Any fish will be tempted to eat a few baby shrimp here and there, but they likely won't destroy the population by any means; especially if the shrimp have hiding places. I keep shrimp with tetras of all sorts and they're fine.


----------



## Happy Camper (Jul 22, 2004)

I keep Killies with my shrimp, as Aaron says the fish will eat the little ones but as long as you have lots of plants and nooks and crannies the shrimp poulation will survive just fine.


----------



## JESTERX626 (Sep 18, 2006)

How many neon tetras, red cherry shrimp, and ghost shrimp do you guys suggest I put into my 10gal? How many of each?


----------



## AaronT (Apr 26, 2004)

10-12 neon tetras
10-12 cherry shrimp (they will multiply)
0 ghost shrimp (they can be mean little guys)


----------



## bharada (Apr 17, 2004)

In my 10g tank at work I started off with 13 Ember Tetras, three Pygmy Corys, two Otos, and five Cherry Red shrimp.
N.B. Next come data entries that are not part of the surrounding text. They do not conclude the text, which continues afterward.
PR #753, opened 2021-07-23
Code sign nuget packages for Calamari.Common and Calamari.CloudAccounts

mattocto:
Sashimi packages have a dependency on some Calamari nuget packages that contained unsigned binaries. This could potentially lead to antivirus flagging these files and causing deployment failures.

This PR updates the way we pack these binaries to ensure that they are signed first before being included in a nuget package. In order to do this, we first publish the files, then sign them, before finally packing them with `NuGetPack`. `NuGetPack` requires a nuspec file as an input, and so I've created nuspect files for Calamari.Common and Calamari.CloudAccounts accordingly.

We also update the associated build scripts with a new flag to allow us to turn on or off the signing of binaries when building locally. Due to other changes occurring while this was in flight, the local signing of binaries won't actually work yet, as this now references Key Vault. However the default is not to sign the binaries locally, and this would only ever be important if someone was trying to test the local signing. If that becomes necessary again in future then we can fix the local signing issues at that point.

### DIFF
--- a/build.cake
+++ b/build.cake
@@ -157,6 +157,7 @@ Task("PackBinaries")
     // make nuget packages out of Common and CloudAccounts so that they can be used by Sashimi packages
     actions.Add(() => DoPackage("Calamari.Common", "net40", nugetVersion));
     actions.Add(() => DoPackage("Calamari.Common", "net452", nugetVersion));
+    actions.Add(() => DoPackage("Calamari.Common", "netstandard2.1", nugetVersion));
     actions.Add(() => DoPackage("Calamari.CloudAccounts", "net452", nugetVersion));
 
     // Create a portable .NET Core package
--- a/build.cake
+++ b/build.cake
@@ -57,7 +57,6 @@ Setup(context =>
     if (appendTimestamp) 
         nugetVersion = nugetVersion + "-" + DateTime.Now.ToString("yyyyMMddHHmmss");
 
-    Information($"Started with SignFiles = {signFiles}");
     Information("Building Calamari v{0}", nugetVersion);
 });
 
@@ -273,7 +272,6 @@ private string DoPublish(string project, string framework, string version, strin
 
 private void DoPackage(string project, string framework, string version, string runtimeId = null)
 {
-
     var publishedTo = Path.Combine(publishDir, project, framework);
     var projectDir = Path.Combine("./source", project);
     var packageId = $"{project}";
--- a/build.cake
+++ b/build.cake
@@ -167,7 +167,9 @@ Task("PackBinaries")
     actions.Add(() => DoPackage("Calamari.Common", "net40", nugetVersion));
     actions.Add(() => DoPackage("Calamari.Common", "net452", nugetVersion));
     actions.Add(() => DoPackage("Calamari.Common", "netstandard2.1", nugetVersion));
-    actions.Add(() => DoPackage("Calamari.CloudAccounts", "net452", nugetVersion));
+    actions.Add(() => DoPackage("Calamari.CloudAccounts", "net452", nugetVersion));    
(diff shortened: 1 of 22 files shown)


build.cake
```diff
@@ -159,8 +160,13 @@ Task("PackBinaries")
 {
     var actions = new List<Action>();
 
-    actions.Add(() => DoPackage("Calamari", "net40", nugetVersion));
+    actions.Add(() => DoPackage("Calamari", "net40", nugetVersion));    
     actions.Add(() => DoPackage("Calamari", "net452", nugetVersion, "Cloud"));
+    
+    // make nuget packages out of Common and CloudAccounts so that they can be used by Sashimi packages
+    actions.Add(() => DoPackage("Calamari.Common", "net40", nugetVersion));
```
johnsimons, line 167: Do we need to do the same for `netcoreapp3.1`?

source/Calamari.CloudAccounts/Calamari.CloudAccounts.nuspec
```diff
@@ -0,0 +1,15 @@
+﻿<?xml version="1.0" encoding="utf-8"?>
```
andrewabest, line 1: Why have we added nuspec files for these?

andrewabest: I suspect i may have something to do with

mattocto: Previously we had been using `DotNetCorePack` but that only allows you to specify a project, and not a published set of files. `NuGetPack` is the method that is used for the other packages that were already successfully signing the binaries so I thought for consistency I'd use the same here. And the `NuGetPack` method requires a nuspec file. 

The process seems to be publish -> sign -> pack, and `NuGetPack `was the only way I found that supported that - it could be that I'm missing something though, I found the Cake documentation to be pretty sparse and hard to navigate.

build.cake
mattocto: That's a good question. I haven't checked every Sashimi yet, only Terraform. I'll confirm, and update to include `netcoreapp3.1` if necessary.

johnsimons: no need, i know we need it 😉

mattocto: Righto! I'll add that in.

source/Calamari.CloudAccounts/Calamari.CloudAccounts.nuspec
mattocto: > Perhaps elaborating a bit more in the PR description might help clarify the changes made?

Missed this comment first time around. I've now updated the PR description to include the same details as in my comment above.

build.cake
mattocto: It's the netstandard2.1 build target that I've included in this build. (This is what the project was already targeting). 
.NET Core 3.1 supports .NET Standard 2.1 so this should be what you're after. Let me know if I've misunderstood!

andrewabest (approved):
Looks good to go!

build.cake
```diff
@@ -159,8 +160,14 @@ Task("PackBinaries")
...
+    actions.Add(() => DoPackage("Calamari.Common", "net452", nugetVersion));
+    actions.Add(() => DoPackage("Calamari.Common", "netstandard2.1", nugetVersion));
+    actions.Add(() => DoPackage("Calamari.CloudAccounts", "net452", nugetVersion));
```
johnsimons, line 170: Doesn't `Calamari.CloudAccounts` also need `netstandard2.1`?

johnsimons: Pretty sure this packages is referenced in Sashimi

mattocto: You're right @johnsimons. Sorry, I specifically went and checked this too, but it was last thing on a Friday afternoon so I must have overlooked something.

andrewabest: Good catch - yes it would.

A year later I have lost two of the Corys, but have gained at least 100 shrimp. 

As for the OP, my observation is that if you feed the fishes sufficiently they take little interest in hunting down prey. I had Congo Tetras in my 40g Cherry shrimp tank and at most they's half-heartedly chase a shrimp if with was swimming mid water. But once the shrimp made it to a plant or the substrate the chase was off.

However, all bets are off if you add any Cichlids to a shrimp tank.


----------



## JESTERX626 (Sep 18, 2006)

If say i had some rasboras or tetras, Would my shrimp be too scared to come out and scavenge for food and the like? Or would they not mind the fish if they're big enough? 

If shrimp stay scared of fish tankmates then i wont add fish i guess, since this is mainly a tank for my shrimp and fish is decoration.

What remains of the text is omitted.